"Il y a trop longtemps que les jeunes attendent des perspectives et l'assouplissement de certaines mesures", écrivent-ils à l'avant-veille d'un comité de concertation qui est déjà dans tous les esprits. Au niveau fédéral, le couvre-feu est en vigueur depuis plus de quatre mois. S'y ajoutent des variants régionaux, avec un couvre-feu qui débute à 22h00 en Wallonie et à Bruxelles, et à minuit en Flandre.

Si cette mesure a encore sa place dans une palette plus large destinée à éviter une troisième vague, on peut s'interroger sur sa nécessité et sa proportionnalité dans la situation actuelle, poursuivent les présidents des jeunes partis flamands.
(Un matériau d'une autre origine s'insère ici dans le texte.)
PR #722, opened 2020-05-01
Move scope creation into main client

pakrym:
The concept belongs to the main client as scopes correspond to main client method calls.

### DIFF
--- a/src/assets/Azure.Core.Shared/ContentTypeUtilities.cs
+++ b/src/assets/Azure.Core.Shared/ContentTypeUtilities.cs
@@ -8,13 +8,7 @@ using System.Text;
 
 namespace Azure.Core.Pipeline
 {
-#if !TESTFRAMEWORK
     internal static class ContentTypeUtilities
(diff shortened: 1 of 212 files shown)


src/assets/Azure.Core.Shared/ContentTypeUtilities.cs
```diff
@@ -8,13 +8,7 @@
 
 namespace Azure.Core.Pipeline
 {
-#if !TESTFRAMEWORK
     internal static class ContentTypeUtilities
-#else
-#pragma warning disable SA1649 // File name should match first type name
-    internal static class TestFrameworkContentTypeUtilities
-#pragma warning restore SA1649 // File name should match first type name
-#endif
```
MiYanni, line 17: Is this no longer an issue?

pakrym: Nope, we did a bit of TestFramework refactoring.

PR #2974, opened 2022-12-30
Generate all model

chunyu3:
# Description
Fix https://github.com/Azure/autorest.csharp/issues/2960

- Add Flag to generate all models
- emit Literal as enum with only one value

# Checklist

# Ready to Land?


eng/Generate.ps1
```diff
@@ -194,7 +194,11 @@ if (!($Exclude -contains "TestProjects"))
             continue
         }
         if ($testName.EndsWith("Cadl")) {
-            Add-Cadl $testName $directory "" "--option @azure-tools/cadl-csharp.generate-convenience-methods=false"
+            if ($testName -eq "GenerateAllModels-Cadl") {
```
m-nash, line 197: I think we need to add a cadl-project.yaml file that can take any options.  Then we can generically read and append any number of options instead of specific implementations for every option.

The issue with letting cadl compile directly consume this is we are using a common cadl installation at the root of the repo and the cadl-project.yaml will be inside each test directory.  I opened [this issue](https://github.com/microsoft/cadl/issues/1633) as a future enhancement at which point we can remove our parsing of the cadl-project.yaml file but until then this is probably the best path forward.

src/CADL.Extension/Emitter.Csharp/src/emitter.ts
```diff
@@ -183,14 +190,15 @@ export async function $onEmit(context: EmitContext<NetEmitterOptions>) {
         csharpGeneratorPath: resolvedOptions.csharpGeneratorPath,
         "clear-output-folder": resolvedOptions["clear-output-folder"],
         "save-inputs": resolvedOptions["save-inputs"],
-        "model-namespace": resolvedOptions["model-namespace"]
+        "model-namespace": resolvedOptions["model-namespace"],
+        "generate-all-models": resolvedOptions["generate-all-models"]
```
m-nash, line 194: how does this flag differ from this flag [here](https://github.com/Azure/azure-sdk-for-net/pull/34058/files#diff-e8ccddd90220fbc6a949079f96ecfac074affbeb698e4c1bb8a3f850445342ceR114).

eng/Generate.ps1
chunyu3: The cadl compiler does not load cadl-project.yaml. There is some problem in our test framework and we are working it. This is a workaround before we resolve the test framework issue.

pshao25: > The cadl compiler does not load cadl-project.yaml

This is fixed. Would you try again?

chunyu3:
I regen azure-sdk-for-net, and there is no change. https://github.com/chunyu3/azure-sdk-for-net/tree/generateAllModels

eng/Generate.ps1
chunyu3: I add cadl-project.yaml to configure the flag.

src/CADL.Extension/Emitter.Csharp/src/options.ts
```diff
@@ -18,6 +18,7 @@ export type NetEmitterOptions = {
     "clear-output-folder"?: boolean;
     "save-inputs"?: boolean;
     "model-namespace"?: boolean;
+    "generate-all-models"?: boolean;
```
pshao25, line 21: Seems not specify the default value.

src/CADL.Extension/Emitter.Csharp/src/emitter.ts
```diff
@@ -207,13 +211,17 @@ export async function $onEmit(context: EmitContext<NetEmitterOptions>) {
...
 function deleteFile(filePath: string) {
-    fs.unlink(filePath, (err) => {
-        if (err) {
-            console.log(`stderr: ${err}`);
-        }
-
-        console.log(`File ${filePath} is deleted.`);
-    });
+    if (fs.existsSync(filePath)) {
+        console.log(`File ${filePath} does not exist. No deletion. `);
```
pshao25, line 215: I don't think we should print this message.

src/CADL.Extension/Emitter.Csharp/src/options.ts
chunyu3: added

src/CADL.Extension/Emitter.Csharp/src/lib/model.ts
```diff
@@ -254,12 +257,16 @@ export function isNeverType(type: Type): type is NeverType {
...
+    return type.kind === "EnumMember";
+}
+
 export function getInputType(
     program: Program,
     type: Type,
     models: Map<string, InputModelType>,
     enums: Map<string, InputEnumType>
-): InputType {
+): any {
```
pshao25, line 269: Why the return value is changed to any. Seems not a good practice.

src/CADL.Extension/Emitter.Csharp/src/lib/model.ts
```diff
@@ -516,6 +524,8 @@ export function getInputType(
                     isReadOnly = true;
                 }
                 if (isNeverType(value.type) || isVoidType(value.type)) return;
+                if (isEnumMember(value.type)) {
+                }
```
pshao25, line 528: Looks need refactor.

pshao25:
I'm confused about how you define the model in "Generate all model". Will the models introduced from template be generated?

src/CADL.Extension/Emitter.Csharp/src/emitter.ts
chunyu3: We need to check if the file exists or not, then unlink it, otherwise unlink will give out an error.

src/CADL.Extension/Emitter.Csharp/src/lib/model.ts
chunyu3: Yes. But this function will be used in callback of `navigateTypesInNamespace` which requires the signature of callback can return other types.

chunyu3:
> I'm confused about how you define the model in "Generate all model". Will the models introduced from template be generated?

Yes. all models will be generated even it is not used. This is the side effort of this. But when customer enables this, he expects to have all models and some of those are non-used.

src/CADL.Extension/Emitter.Csharp/src/emitter.ts
```diff
@@ -368,9 +381,15 @@ export function createModelForService(
         }
     }
 
-    const usages = getUsages(program, convenienceOperations);
-    setUsage(usages, modelMap);
-    setUsage(usages, enumMap);
+    if (generateAllModels) {
+        navigateModels(program, serviceNamespaceType, modelMap, enumMap);
+        setUsageForAll(Usage.RoundTrip, modelMap);
+        setUsageForAll(Usage.RoundTrip, enumMap);
```
ArcturusZhang, line 387: Should we use the flag of `RoundTrip` for those unused models? I believe `None` should be sufficient. By definition, they are not round trip models, and the serialization/deserialization makes no sense for models like that, because our generated serialization/deserilaization only serves the payload.
If they want serialization and deserialization, they could add customized code to have those.

src/CADL.Extension/Emitter.Csharp/src/lib/model.ts
```diff
@@ -254,12 +257,16 @@ export function isNeverType(type: Type): type is NeverType {
     return type.kind === "Intrinsic" && type.name === "never";
 }
 
+export function isEnumMember(type: Type): boolean {
+    return type.kind === "EnumMember";
+}
```
ArcturusZhang, line 262: We have quite a few functions like this, is it possible that we could make this more strong typed?
Something like
```
export function isKind(type: Type, kind: TypeKind): boolean {
    return type.kind === kind;
}
```
and we define a new type `TypeKind` which collects all the possible values for kind

src/CADL.Extension/Emitter.Csharp/src/lib/model.ts
ArcturusZhang: Well we should find another way when putting this into the callback instead of compromising our own APIs.

src/CADL.Extension/Emitter.Csharp/src/emitter.ts
pshao25: We can check, but we don't have to `console.log`. It is strange to tell users that an "internal file is not exist, so we don't delete".

src/CADL.Extension/Emitter.Csharp/src/lib/model.ts
```diff
@@ -629,6 +637,27 @@ export function getInputType(
...
+        namespace,
+        {
+            model: (x) =>
+                x.name !== "" && x.kind === "Model" && computeModel(x),
+            scalar: computeModel,
+            enum: computeModel,
+            union: (x) => x.name !== undefined && computeModel(x)
+        },
+        { skipSubNamespaces }
+    );
```
ArcturusZhang, line 658: I believe this is the place that we are discussing in https://github.com/Azure/autorest.csharp/pull/2974/files#r1121103624
can we do this or similar to cast the return value of getInputType to any?
```suggestion
    const computeModel = (x: Type) => getInputType(program, x, models, enums) as any;
    const skipSubNamespaces = isGlobalNamespace(program, namespace);
    navigateTypesInNamespace(
        namespace,
        {
            model: (x) =>
                x.name !== "" && x.kind === "Model" && computeModel(x),
            scalar: computeModel,
            enum: computeModel,
            union: (x) => x.name !== undefined && computeModel(x)
        },
        { skipSubNamespaces }
    );
```
Or explicitly write the type of function `computeModel`? I do not know exactly what does the syntax looks like in typescript, only demo my point:
```suggestion
    const computeModel: Func<Type, any> = (x: Type) => getInputType(program, x, models, enums);
    const skipSubNamespaces = isGlobalNamespace(program, namespace);
    navigateTypesInNamespace(
        namespace,
        {
            model: (x) =>
                x.name !== "" && x.kind === "Model" && computeModel(x),
            scalar: computeModel,
            enum: computeModel,
            union: (x) => x.name !== undefined && computeModel(x)
        },
        { skipSubNamespaces }
    );
```

src/CADL.Extension/Emitter.Csharp/src/lib/model.ts
pshao25: emmm...... Can we wrap this method and in that wrapper method we could make it return any?

src/CADL.Extension/Emitter.Csharp/src/lib/model.ts
pshao25: This method could return `type is EnumMember`

src/CADL.Extension/Emitter.Csharp/src/lib/model.ts
chunyu3: Thanks @ArcturusZhang  @pshao25 , I use casting.

src/CADL.Extension/Emitter.Csharp/src/emitter.ts
chunyu3: No. If it is `None`, the model will not be generated. And customer want to generate all the models together with serialize and deserialize method. Because they want to use those model in client code.

src/CADL.Extension/Emitter.Csharp/src/lib/model.ts
chunyu3: Good suggestion. But now it is not enough to check the kind to identify if it is a special type. And now `isKind` cannot replace is***. And the usage of `isKind` is not high. We will plan to implement this in future if needed.

src/CADL.Extension/Emitter.Csharp/src/lib/model.ts
```diff
@@ -629,6 +637,28 @@ export function getInputType(
     }
 }
 
+export function navigateModels(
```
lirenhe, line 640: Don't quite understand what this function mean, could you add more comments?

chunyu3: add comment for the functionality of the method.

src/CADL.Extension/Emitter.Csharp/src/emitter.ts
ArcturusZhang: The first part is not correct. We still generate the models and enums when its usage is None. Changed in this PR: https://github.com/Azure/autorest.csharp/pull/3046
Since you already ensures the config for `unreferenced-types-handling` hard-coded to `keepAll`, those models will be there.

For second part, it is a consideration of breaking change when growing up. If we generate it as RoundTrip, in some version, if they change their cadl to involve it in an operation, suddenly its usage will be changed to Input or Output.
The usage cannot be changed to a smaller one (RoundTrip => Output will have breaking changes, but Output => RoundTrip will not have breaking changes)

src/CADL.Extension/Emitter.Csharp/src/lib/model.ts
```diff
@@ -629,6 +637,29 @@ export function getInputType(
     }
 }
 
+/* Navigate all the models in the whole namespace. */
+export function navigateModels(
```
ArcturusZhang, line 641: it is lovely that we added this description here, but it is not really describing what this method is doing.
Could you be more specific on this? This method is navigating all the models in the whole namespace, I could assume it is doing this - but what is the purpose? What it is doing to navigate the models?
Looks like this is converting the models inside the namespace one by one and put it into the delegate `computeModel` and output it as an `InputType`?
Is this method filling up the two input `Map`s as output?

src/CADL.Extension/Emitter.Csharp/src/emitter.ts
```diff
@@ -370,9 +381,15 @@ export function createModelForService(
         }
     }
 
-    const usages = getUsages(program, convenienceOperations);
-    setUsage(usages, modelMap);
-    setUsage(usages, enumMap);
+    if (generateAllModels) {
```
m-nash, line 384: I think we might have a conflict here with what `getAllSchemas` is trying to do in tcgc (typespec-client-generation-core).  Can we make sure we aren't introducing duplicate logic and if the logic in `getAllSchemas` isn't sufficient lets investigate how to make it so other languages can also take advantage of this.

test/TestProjects/GenerateAllModels-Cadl/cadl-project.yaml
```diff
@@ -0,0 +1,3 @@
+options:
+  "@azure-tools/cadl-csharp":
+    generate-all-models: true
```
cataggar, line 3: What is the meaning of `unreferenced-types-handling: keepAll`? Also asked this at https://github.com/Azure/autorest.csharp/issues/2960#issuecomment-1556692418.

Issue #2905, opened 2022-12-01
Support Page<T> in LRO response type in CADL


imakhlin:
I'm unable to generate the CSharp SDK using "@azure-tools/cadl-csharp" emitter when I use Page<T> as response type for an LRO POST action.
Below is an example CADL with LRO POST action that generates a pageable collection of file URIs.
```
  #suppress "@azure-tools/cadl-azure-core/use-standard-operations" "ADP data-plane API uses custom LRO response template the LRO actions."
  @doc("Initiates the process of generating SAS signed URIs for accessing the data-stream files.")
  @extension("x-ms-long-running-operation", true)
  @asyncOperationOptions("location")
  @pollingOperation(LongRunningOperationStatus)
  generate is CustomLongRunningResourceCollectionAction<
    DataStreamFile,
    {},
    Page<DataStreamFile>
  >;
```

Here is example of the output:
> dotnet --roll-forward Major {local-path}/specification/adp/DataManagement/node_modules/@autorest/csharp/AutoRest.CSharp.dll --project-path {local-path}/specification/adp/clients/DataManagement/Adp.DataManagement.Clients.v2022_11 --new-project
Unhandled exception. System.InvalidOperationException: Method GenerateDataStreamFiles has to have a return value
   at AutoRest.CSharp.Common.Output.Builders.ClientBuilder.BuildPagingMethod(String methodName, String nextLinkName, String itemName, RestClientMethod method, RestClientMethod nextPageMethod, TypeDeclarationOptions declaration) in D:\a\_work\1\s\autorest.csharp\src\AutoRest.CSharp\Common\Output\Builders\ClientBuilder.cs:line 112

As temporary workaround I just dropped the Page<T> wrapper and considering move to 204-NoContent response if this issue won't be addressed.

Reference: https://github.com/Azure/azure-rest-api-specs-pr/pull/9634/files#diff-cc086eb3452ab59e3b4bc639d9b016d1ae74932ab1e7f9410891da9f5e28bd18R144

lirenhe:
@imakhlin, I got the information that the Paged LRO definition was removed from the latest commit, so I would like to confirm whether this is still a problem for your service?  Thanks

https://github.com/Azure/azure-rest-api-specs-pr/blob/d1d0190ee459c556815771c7d1516a6cfc0c07aa/specification/adp/DataManagement/measurement/data-stream/operations.cadl#L141

imakhlin:
@lirenhe , yes, the problem persists.
[...]

PR #2975, opened 2022-12-30
feat(dpg): conveniece method for lro pagination operation

### LINKED ISSUE #2969: [DPG]: Convenience Method for Paging LRO

archerzz:
- change two `ProcessMessage` methods in `ProtocolOperationHelpers` to generic methods so that we can deal with model type as return value
- exclude lro pagination methods from normal pagination methods `LowLevelClient.PaginationMethod`
- add `PagingResponseInfo` in `ConvenienceMethod` record
- add implementation of generating convenicemence methods of LRO pagination operations i `LowLevelClientWriter`
- add test cases

resolve #2969, #2905


src/AutoRest.CSharp/LowLevel/Generation/LowLevelClientWriter.cs
```diff
@@ -682,6 +694,83 @@ private static void WritePageableLongRunningOperationMethodBody(CodeWriter write
...
+            using (WriteConvenienceMethodDeclaration(writer, clientMethod.ConvenienceMethod!.Signature, async))
+            {
+                // RequestContext context = FromCancellationToken(cancellationToken);
+                var contextVariable = new CodeWriterDeclaration(KnownParameters.RequestContext.Name);
+                WriteCancellationTokenToRequestContext(writer, contextVariable);
+
+                var convenienceMethod = clientMethod.ConvenienceMethod!;
+                var diagnostic = (convenienceMethod.Diagnostic != null ? convenienceMethod.Diagnostic : clientMethod.ProtocolMethodDiagnostic);
+
+                var createEnumerableMethodSignature = new MethodSignature("CreateEnumerable", null, null, None, new CSharpType(typeof(IEnumerable<>), new CSharpType(typeof(Page<>), clientMethod.ConvenienceMethod!.PagingResponseInfo!.ItemType)), null, new[] { ResponseParameter, NextLinkParameter, PageSizeHintParameter }).WithAsync(async);
```
ArcturusZhang, line 708: Since this new instance statement takes quite a few parameters, could we use positional parameters for each of the parameters here we are using? This will make the ctor invocation more clear, especially we are passing null for some parameters
```suggestion
                var createEnumerableMethodSignature = new MethodSignature(
                Name: "CreateEnumerable", 
                etc: null,
                etc: null,
                etc: None,
                etc: new CSharpType(typeof(IEnumerable<>),
                etc: new CSharpType(typeof(Page<>),
                etc: clientMethod.ConvenienceMethod!.PagingResponseInfo!.ItemType)),
                etc: null,
                Parameters: new[] { ResponseParameter, NextLinkParameter, PageSizeHintParameter }).WithAsync(async);
```

ArcturusZhang: And will we use the `ReturnType` in this created method signature? Because this method signature is using "open form" generic types (such as `typeof(Page<>)` instead of `typeof(Page<string>)` with a concrete type).
Where do we actually make the generic type closed?

archerzz: > And will we use the `ReturnType` in this created method signature? Because this method signature is using "open form" generic types (such as `typeof(Page<>)` instead of `typeof(Page<string>)` with a concrete type). Where do we actually make the generic type closed?

@ArcturusZhang It's used. See the generated code: https://github.com/Azure/autorest.csharp/pull/2975/files#diff-ebfa2940fc7dbefca5bdd3ce030063f23127a440fa5b893328e1d5c167a5ea47R283
```csharp
async IAsyncEnumerable<Page<Project>> CreateEnumerableAsync(Response response, string nextLink, int? pageSizeHint, [EnumeratorCancellation] CancellationToken cancellationToken = default)
```
The second parameter of `CSharpType` constructor is the class template argument type. So the return type is actually `typeof(Page<clientMethod.ConvenienceMethod!.PagingResponseInfo!.ItemType>)`

archerzz:
The codes are much simpler after Alexander's refactoring. However, it's still not decided how an LRO pageable operation is defined in CADL.

archerzz:
close this pr, we can resume when we need to support pageable lro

Selon ces derniers, l'interdiction de rassemblement est suffisante pour éviter les contacts et ce couvre-feu constitue "la mesure de trop".

"Une mesure comme le couvre-feu est juste une mesure pour rien. Limiter la liberté de mouvement des gens ne peut être qu'une ultime mesure d'urgence", soulignent-ils enfin.

Sans doute sur la table des discussions lors du comité de concertation de vendredi, le couvre-feu sera également au centre des attentions jeudi en Wallonie où le gouvernement régional doit se prononcer sur son éventuelle prolongation au-delà du 1er mars. Au sud du pays, la dernière prolongation en date, début février, avait suscité une vive réaction de l'opposition qui avait souligné l'urgence de porter la question devant le parlement.

Jeudi midi, lors d'une réunion du Bureau de l'assemblée régionale, le cdH demandera d'ailleurs qu'un débat y soit organisé en urgence, peut-être vendredi, "afin que ce type de décision ne soit plus prise en catimini et annoncée dans un tweet", ont indiqué les humanistes.

A Bruxelles, aucune décision formelle ne sera prise avant l'issue du comité de concertation fédéral de vendredi, a indiqué mercredi après-midi le cabinet du ministre-président bruxellois Rudi Vervoort, chargé de la coordination en matière de sécurité dans la Région-capitale.